■ **Work instruction**: Could you please count how many lines in the data below hold the string "https"? Reply with only the number.

== Exercise material ==

Issue #429, opened 2022-09-01
Extra files added by the build - process in the dist folder referenced by altinn-app-frontend.js are not deployed to cdn


chrisnruud:
### Description of the bug

The deploy - to cdn step in the build process is designed to only deploy altinn-app-frontend.js and altinn-app-frontend.css , and after implemenmting the Map - component in altinn-design-system, new icon files for the map has been generated in the dist - folder that are NOT deployed, causing the map to render improperly.

Se live demo at https://dsb.apps.tt02.altinn.no/dsb/schema-with-map-component that renders the marker as "marker" not icon because the files are getting a 404 from the cdn

### Steps To Reproduce

moved from https://github.com/Altinn/altinn-design-system/issues/99

chrisnruud:
Testet OK

PR #430, opened 2022-09-02
Uploading all files to CDN on release

olemartinorg:
## Description
This should add all files from the `dist` folder to CDN, not just the js/css file. The only obvious weakness is that it will not delete previous files no longer part of the `dist` folder.

## Related Issue(s)
- #429

## Verification
- [ ] All tests run green

## Documentation

### DIFF
--- a/.github/workflows/release.yml
+++ b/.github/workflows/release.yml
@@ -60,9 +60,11 @@ jobs:
           cd ..
           echo Copy Major Version
           mkdir -p ./cdn/toolkits/altinn-app-frontend/${{ steps.prepare.outputs.APP_MAJOR }}
+          git rm ./cdn/toolkits/altinn-app-frontend/${{ steps.prepare.outputs.APP_MAJOR }}/*
           cp -fr ./app-frontend/src/altinn-app-frontend/dist/* ./cdn/toolkits/altinn-app-frontend/${{ steps.prepare.outputs.APP_MAJOR }}/
           echo Copy Minor Version
           mkdir -p ./cdn/toolkits/altinn-app-frontend/${{ steps.prepare.outputs.APP_MAJOR_MINOR }}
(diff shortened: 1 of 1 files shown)


olemartinorg:
Converting to draft: There are outstanding issues I should be figuring out here first:
1. What to do about the `altinn-app-frontend.js.LICENSE.txt` file
2. Could we easily clean up removed files to avoid cluttering the major/minor versions?

haakemon:
> Converting to draft: There are outstanding issues I should be figuring out here first:
> 
> 1. What to do about the `altinn-app-frontend.js.LICENSE.txt` file
> 2. Could we easily clean up removed files to avoid cluttering the major/minor versions?

I think the proposed solution looks like a good solution. I dont think theres any reason to not publish the entire dist folder? There may be other assets included later as well that will need to be deployed, and this will avoi similar issues like the leaflet issue in the future.

1. Shouldnt we just publish the license file as well?
2. Not sure I understood this question

chrisnruud:
2. the action does a mkdir that seems to be unique for the current run anyway, so the dir should be clean?

olemartinorg:
1. @haakemon Yes, I agree.
2. @haakemon Say you have `some.artifact.js` which is introduced in v3.15, but removed again in v3.16. In the previous code it would still be present in the folder when v3.16 is copied into the v3 folder. I tested out removing previous files now, and the git log looks clean (git correctly deduces that you wanted a `M` for existing files, not a `D` and `A`, if that makes sense)
@chrisnruud Yup, but we run `mkdir -p`, so it's just to make sure the folder existed if it didn't exist already - it won't empty the folder.

haakemon:
Ah, I get it now. I didnt think about the fact that its actually checking out the CDN repo as well. Thanks for the clarification. The workaround you added seems like a good approach to me.

haakemon (approved):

===

■ **Result of the task**: 2